#### [Requirement]
In the entries below, find the line with "Issue #1500, opened 2020-08-30" and the line with "I would like". Return those two lines and all lines between them, exactly.

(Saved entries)
++++++++++++++++++++

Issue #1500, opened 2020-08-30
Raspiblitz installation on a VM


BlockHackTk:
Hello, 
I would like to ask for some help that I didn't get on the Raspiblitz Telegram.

++++++++++++++++++++

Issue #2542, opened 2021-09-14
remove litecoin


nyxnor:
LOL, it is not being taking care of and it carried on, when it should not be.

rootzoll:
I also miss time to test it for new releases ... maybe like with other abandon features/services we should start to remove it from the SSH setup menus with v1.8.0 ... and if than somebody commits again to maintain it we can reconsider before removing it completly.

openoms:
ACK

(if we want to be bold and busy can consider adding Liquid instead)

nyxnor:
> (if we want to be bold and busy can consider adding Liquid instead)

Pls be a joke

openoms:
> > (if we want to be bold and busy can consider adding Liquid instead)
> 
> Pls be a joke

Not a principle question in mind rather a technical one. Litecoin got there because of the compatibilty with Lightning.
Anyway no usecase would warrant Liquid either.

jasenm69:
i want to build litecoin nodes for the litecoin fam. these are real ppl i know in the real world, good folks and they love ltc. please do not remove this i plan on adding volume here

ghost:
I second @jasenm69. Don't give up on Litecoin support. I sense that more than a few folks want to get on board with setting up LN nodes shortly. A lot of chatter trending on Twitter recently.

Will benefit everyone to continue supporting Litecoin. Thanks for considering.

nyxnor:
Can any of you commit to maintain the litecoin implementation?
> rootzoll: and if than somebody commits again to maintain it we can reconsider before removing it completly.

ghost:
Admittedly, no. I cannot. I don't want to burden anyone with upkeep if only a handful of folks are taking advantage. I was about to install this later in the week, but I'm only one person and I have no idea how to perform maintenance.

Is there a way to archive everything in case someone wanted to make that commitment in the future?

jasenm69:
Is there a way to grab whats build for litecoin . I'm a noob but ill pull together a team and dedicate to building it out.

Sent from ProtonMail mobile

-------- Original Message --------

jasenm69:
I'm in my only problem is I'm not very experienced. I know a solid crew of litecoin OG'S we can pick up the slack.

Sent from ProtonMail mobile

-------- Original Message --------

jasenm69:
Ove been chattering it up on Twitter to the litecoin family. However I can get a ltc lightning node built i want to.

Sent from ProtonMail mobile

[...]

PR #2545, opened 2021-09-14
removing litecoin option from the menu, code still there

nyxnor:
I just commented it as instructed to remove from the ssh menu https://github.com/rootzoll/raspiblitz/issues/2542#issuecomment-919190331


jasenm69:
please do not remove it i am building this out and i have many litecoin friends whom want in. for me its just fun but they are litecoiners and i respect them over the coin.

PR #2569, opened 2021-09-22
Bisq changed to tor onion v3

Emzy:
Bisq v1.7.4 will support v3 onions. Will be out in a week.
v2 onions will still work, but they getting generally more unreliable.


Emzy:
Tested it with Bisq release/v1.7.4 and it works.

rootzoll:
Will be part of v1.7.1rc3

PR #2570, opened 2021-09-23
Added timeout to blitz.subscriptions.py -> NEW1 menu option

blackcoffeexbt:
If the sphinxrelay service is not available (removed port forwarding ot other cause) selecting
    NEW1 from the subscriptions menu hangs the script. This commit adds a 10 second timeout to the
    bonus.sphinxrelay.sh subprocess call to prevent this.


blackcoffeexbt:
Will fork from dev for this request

++++++++++++++++++++

#### [The answer]
Issue #1500, opened 2020-08-30
Raspiblitz installation on a VM


BlockHackTk:
Hello, 
I would like to ask for some help that I didn't get on the Raspiblitz Telegram.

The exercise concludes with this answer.